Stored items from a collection
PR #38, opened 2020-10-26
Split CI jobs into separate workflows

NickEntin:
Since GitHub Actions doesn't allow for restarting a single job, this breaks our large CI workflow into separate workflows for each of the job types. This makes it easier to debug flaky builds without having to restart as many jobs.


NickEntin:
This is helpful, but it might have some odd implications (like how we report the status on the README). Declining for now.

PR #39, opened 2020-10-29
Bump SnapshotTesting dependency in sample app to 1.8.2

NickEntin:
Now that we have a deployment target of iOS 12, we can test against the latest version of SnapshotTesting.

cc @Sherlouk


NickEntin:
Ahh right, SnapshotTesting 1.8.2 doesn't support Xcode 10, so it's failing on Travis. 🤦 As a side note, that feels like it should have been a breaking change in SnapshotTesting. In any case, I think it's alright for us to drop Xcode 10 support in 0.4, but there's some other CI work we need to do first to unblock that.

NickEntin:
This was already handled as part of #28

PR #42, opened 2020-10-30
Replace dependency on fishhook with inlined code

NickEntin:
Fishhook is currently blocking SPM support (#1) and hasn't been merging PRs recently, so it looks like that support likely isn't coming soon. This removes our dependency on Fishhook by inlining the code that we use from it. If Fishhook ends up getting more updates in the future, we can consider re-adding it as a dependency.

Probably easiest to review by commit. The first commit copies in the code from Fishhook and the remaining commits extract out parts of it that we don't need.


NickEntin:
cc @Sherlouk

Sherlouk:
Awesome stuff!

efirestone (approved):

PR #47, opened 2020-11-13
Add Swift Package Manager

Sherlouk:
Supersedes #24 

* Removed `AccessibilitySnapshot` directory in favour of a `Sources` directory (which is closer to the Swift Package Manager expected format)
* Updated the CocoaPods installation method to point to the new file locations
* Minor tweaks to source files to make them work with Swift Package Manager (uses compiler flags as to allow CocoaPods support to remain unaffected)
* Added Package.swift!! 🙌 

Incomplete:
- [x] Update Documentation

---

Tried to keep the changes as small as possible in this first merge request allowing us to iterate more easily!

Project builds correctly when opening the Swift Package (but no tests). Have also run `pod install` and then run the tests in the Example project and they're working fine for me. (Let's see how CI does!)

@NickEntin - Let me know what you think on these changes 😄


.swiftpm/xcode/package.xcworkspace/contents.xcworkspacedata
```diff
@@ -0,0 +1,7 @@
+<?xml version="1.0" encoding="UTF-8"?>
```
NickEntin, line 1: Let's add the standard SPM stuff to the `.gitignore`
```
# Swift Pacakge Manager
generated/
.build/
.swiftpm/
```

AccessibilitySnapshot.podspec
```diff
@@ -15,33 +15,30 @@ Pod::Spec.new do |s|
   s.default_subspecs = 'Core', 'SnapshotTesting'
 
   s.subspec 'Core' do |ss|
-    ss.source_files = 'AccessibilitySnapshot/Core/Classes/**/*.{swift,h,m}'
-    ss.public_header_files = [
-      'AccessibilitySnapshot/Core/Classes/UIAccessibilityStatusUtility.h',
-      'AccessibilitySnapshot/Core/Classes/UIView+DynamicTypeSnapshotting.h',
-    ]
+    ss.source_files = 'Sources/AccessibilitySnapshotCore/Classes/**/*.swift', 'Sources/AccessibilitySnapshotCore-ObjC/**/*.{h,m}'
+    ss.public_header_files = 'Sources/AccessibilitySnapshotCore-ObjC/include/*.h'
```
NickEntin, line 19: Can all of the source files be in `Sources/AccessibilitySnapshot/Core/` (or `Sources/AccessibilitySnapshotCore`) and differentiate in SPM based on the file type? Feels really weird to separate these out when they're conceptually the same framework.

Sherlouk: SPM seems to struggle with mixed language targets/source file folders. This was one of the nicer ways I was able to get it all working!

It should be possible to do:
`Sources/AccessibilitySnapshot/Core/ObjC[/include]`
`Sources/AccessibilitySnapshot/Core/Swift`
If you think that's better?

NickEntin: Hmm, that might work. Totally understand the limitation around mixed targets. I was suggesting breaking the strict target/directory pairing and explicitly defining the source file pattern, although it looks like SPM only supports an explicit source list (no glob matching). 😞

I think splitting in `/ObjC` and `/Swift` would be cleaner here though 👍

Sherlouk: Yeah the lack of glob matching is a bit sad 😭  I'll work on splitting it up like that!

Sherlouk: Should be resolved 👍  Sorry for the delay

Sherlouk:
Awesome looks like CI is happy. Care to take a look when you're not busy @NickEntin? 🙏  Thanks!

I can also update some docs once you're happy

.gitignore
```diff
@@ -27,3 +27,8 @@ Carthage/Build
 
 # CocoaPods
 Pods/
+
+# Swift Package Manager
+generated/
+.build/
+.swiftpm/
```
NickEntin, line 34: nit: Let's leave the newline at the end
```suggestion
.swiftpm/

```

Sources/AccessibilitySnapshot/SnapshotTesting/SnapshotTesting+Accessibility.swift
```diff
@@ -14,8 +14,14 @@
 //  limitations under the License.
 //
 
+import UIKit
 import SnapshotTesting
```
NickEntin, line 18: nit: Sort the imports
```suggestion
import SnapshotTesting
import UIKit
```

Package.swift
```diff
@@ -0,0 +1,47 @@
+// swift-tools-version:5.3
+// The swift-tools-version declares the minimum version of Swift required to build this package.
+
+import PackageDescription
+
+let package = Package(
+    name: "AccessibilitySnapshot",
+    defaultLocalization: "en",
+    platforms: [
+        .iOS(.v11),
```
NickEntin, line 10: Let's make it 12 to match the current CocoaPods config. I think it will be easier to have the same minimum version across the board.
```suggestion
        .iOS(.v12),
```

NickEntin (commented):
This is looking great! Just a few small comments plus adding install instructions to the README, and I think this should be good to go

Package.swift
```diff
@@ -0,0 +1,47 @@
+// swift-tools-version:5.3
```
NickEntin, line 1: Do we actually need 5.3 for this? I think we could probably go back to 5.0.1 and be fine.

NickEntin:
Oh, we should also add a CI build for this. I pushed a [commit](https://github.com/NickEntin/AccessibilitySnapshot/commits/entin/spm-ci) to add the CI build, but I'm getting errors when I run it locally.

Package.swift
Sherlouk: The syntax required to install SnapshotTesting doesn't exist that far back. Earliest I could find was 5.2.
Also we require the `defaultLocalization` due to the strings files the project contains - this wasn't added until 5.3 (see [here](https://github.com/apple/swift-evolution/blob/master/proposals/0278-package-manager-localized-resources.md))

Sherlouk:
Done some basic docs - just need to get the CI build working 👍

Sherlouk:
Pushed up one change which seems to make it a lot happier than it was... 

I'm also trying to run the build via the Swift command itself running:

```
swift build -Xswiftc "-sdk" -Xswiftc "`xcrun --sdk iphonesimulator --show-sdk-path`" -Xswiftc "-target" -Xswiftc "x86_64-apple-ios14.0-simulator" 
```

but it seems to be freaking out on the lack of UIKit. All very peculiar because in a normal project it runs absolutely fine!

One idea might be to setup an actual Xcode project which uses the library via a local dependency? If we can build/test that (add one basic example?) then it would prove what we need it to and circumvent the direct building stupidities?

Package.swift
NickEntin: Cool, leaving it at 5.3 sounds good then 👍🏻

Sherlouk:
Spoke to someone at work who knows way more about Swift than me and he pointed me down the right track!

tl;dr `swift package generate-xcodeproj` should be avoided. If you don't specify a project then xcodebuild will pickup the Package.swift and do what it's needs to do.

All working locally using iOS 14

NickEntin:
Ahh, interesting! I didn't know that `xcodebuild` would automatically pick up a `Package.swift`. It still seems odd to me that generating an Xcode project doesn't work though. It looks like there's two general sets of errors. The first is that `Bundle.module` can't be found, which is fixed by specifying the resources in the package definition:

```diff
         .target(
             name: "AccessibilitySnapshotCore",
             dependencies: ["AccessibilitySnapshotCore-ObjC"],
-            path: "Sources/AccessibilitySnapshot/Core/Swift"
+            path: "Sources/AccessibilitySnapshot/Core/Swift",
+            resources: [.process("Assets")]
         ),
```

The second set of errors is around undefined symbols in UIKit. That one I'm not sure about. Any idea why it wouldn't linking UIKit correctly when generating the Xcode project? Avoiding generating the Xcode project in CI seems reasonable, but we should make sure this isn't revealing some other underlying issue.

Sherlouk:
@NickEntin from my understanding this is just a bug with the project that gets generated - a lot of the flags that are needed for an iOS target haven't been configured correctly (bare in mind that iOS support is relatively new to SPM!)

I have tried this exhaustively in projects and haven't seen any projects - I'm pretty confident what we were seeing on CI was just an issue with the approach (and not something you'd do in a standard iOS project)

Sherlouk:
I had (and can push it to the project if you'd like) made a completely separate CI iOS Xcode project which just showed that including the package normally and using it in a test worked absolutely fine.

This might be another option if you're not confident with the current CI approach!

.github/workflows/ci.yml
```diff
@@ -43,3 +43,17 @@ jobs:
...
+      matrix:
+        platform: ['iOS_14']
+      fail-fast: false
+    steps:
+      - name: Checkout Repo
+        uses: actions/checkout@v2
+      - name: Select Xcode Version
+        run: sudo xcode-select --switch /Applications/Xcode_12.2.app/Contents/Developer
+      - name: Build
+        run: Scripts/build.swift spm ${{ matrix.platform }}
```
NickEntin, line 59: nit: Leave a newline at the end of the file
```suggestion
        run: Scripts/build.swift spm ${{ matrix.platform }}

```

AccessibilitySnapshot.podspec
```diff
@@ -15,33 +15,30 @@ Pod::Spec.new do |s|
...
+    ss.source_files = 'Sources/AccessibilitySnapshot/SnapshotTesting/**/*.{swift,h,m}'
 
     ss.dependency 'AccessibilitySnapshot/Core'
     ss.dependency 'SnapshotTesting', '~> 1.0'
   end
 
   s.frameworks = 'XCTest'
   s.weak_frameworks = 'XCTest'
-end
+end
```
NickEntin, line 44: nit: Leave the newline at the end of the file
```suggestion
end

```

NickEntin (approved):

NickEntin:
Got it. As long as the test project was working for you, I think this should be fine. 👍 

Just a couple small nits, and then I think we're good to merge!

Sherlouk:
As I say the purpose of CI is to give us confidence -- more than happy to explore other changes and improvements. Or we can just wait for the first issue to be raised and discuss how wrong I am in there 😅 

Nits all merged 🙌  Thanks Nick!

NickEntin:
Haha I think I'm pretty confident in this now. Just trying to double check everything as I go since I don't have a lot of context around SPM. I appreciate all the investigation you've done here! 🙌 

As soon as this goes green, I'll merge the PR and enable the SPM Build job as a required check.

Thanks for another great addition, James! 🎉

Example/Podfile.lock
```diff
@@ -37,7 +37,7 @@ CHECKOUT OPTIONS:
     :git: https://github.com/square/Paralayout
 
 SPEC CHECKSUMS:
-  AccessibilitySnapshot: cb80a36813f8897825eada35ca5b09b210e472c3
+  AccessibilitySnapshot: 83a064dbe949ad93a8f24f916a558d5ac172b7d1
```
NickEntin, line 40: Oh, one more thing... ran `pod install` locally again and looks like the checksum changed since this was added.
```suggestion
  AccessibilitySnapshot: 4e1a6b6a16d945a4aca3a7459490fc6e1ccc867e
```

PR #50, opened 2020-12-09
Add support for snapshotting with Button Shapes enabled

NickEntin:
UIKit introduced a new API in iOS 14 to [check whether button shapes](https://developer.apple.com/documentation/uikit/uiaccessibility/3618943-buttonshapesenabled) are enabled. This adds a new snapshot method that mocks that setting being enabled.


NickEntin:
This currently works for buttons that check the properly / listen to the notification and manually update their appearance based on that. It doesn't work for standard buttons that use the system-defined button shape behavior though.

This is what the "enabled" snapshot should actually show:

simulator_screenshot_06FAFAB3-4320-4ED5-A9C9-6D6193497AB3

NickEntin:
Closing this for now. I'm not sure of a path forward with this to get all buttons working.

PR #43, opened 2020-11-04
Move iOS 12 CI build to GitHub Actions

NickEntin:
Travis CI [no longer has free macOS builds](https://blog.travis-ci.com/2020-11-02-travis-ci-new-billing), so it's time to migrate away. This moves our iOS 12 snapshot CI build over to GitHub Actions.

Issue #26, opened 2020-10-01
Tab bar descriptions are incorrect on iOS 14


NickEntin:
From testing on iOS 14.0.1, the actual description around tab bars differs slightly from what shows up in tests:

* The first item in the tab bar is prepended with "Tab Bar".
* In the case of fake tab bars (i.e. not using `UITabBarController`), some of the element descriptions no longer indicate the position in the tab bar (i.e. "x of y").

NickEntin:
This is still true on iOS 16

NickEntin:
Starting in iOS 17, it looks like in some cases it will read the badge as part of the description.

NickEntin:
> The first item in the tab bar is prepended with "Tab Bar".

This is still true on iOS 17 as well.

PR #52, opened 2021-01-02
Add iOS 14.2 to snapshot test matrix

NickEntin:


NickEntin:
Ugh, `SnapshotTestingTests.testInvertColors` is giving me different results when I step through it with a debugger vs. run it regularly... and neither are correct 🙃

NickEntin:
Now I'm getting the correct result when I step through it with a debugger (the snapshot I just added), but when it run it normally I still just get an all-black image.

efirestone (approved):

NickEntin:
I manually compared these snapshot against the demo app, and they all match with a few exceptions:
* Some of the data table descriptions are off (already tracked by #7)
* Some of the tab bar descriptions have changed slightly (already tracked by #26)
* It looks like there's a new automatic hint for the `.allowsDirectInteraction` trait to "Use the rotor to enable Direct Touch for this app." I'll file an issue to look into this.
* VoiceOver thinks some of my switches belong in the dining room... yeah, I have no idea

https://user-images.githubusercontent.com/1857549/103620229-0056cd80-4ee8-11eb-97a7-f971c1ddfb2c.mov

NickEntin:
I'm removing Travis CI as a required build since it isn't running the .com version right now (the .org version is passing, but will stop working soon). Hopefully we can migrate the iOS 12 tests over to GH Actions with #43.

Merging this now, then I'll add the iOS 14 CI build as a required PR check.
---
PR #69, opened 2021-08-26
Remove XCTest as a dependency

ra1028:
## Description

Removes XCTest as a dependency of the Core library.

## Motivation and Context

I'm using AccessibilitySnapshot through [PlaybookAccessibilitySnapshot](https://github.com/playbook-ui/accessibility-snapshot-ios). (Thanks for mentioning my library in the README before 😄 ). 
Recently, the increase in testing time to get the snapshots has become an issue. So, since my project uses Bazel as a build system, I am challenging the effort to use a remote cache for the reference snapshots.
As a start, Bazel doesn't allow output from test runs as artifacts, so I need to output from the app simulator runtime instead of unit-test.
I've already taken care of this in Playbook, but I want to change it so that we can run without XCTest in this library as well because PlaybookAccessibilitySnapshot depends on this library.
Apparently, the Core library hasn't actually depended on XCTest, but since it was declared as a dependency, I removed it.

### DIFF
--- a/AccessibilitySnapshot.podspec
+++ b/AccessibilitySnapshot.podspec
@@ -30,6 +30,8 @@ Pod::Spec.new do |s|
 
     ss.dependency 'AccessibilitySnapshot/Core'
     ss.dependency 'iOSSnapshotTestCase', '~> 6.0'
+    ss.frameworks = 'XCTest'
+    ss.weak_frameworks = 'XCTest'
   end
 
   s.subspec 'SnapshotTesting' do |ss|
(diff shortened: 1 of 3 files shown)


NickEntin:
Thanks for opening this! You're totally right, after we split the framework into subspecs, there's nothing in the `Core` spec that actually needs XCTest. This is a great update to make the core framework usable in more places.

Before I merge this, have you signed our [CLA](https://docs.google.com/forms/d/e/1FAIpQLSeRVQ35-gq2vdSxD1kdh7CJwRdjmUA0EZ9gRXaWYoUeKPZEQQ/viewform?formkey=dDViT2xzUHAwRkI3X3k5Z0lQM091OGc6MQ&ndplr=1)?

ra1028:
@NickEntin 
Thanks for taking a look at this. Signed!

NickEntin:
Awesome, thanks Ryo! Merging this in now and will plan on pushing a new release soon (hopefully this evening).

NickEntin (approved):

*Assignment*: From the entries, find how many lines contain "required" and give the number alone.

*Result for this exercise*: 5